_PROBLEM DESCRIPTION_
Copy out exactly the lines from the start of the data to the line containing "bo156, line 47: this". Include both.

————

PR #6677, opened 2024-08-22
feat(terraform): add support for TF cloudsplaining evaluated_keys

maxamel:
This PR adds support for evaluated key calculation in cloudsplaining TF, both for data and resource blocks.

## Checklist:


checkov/terraform/checks/resource/base_cloudsplaining_resource_iam_check.py
```diff
@@ -41,3 +43,24 @@ def convert_to_iam_policy(self, conf: Dict[str, Any]) -> PolicyDocument:
             policy = conf['policy'][0]
 
         return PolicyDocument(policy)
+
+    def cloudsplaining_enrich_evaluated_keys(self, policy: PolicyDocument,
```
bo156, line 47: this seems to be a copy of the one from `data` checks, can we make it in a shared place?
note we have this file - `checkov/terraform/checks/utils/base_cloudsplaining_iam_scanner.py`

itai1357 (approved):

lirshindalman (approved):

————

_TASK RESULT_
PR #6677, opened 2024-08-22
feat(terraform): add support for TF cloudsplaining evaluated_keys

maxamel:
This PR adds support for evaluated key calculation in cloudsplaining TF, both for data and resource blocks.

## Checklist:


checkov/terraform/checks/resource/base_cloudsplaining_resource_iam_check.py
```diff
@@ -41,3 +43,24 @@ def convert_to_iam_policy(self, conf: Dict[str, Any]) -> PolicyDocument:
             policy = conf['policy'][0]
 
         return PolicyDocument(policy)
+
+    def cloudsplaining_enrich_evaluated_keys(self, policy: PolicyDocument,
```
bo156, line 47: this seems to be a copy of the one from `data` checks, can we make it in a shared place?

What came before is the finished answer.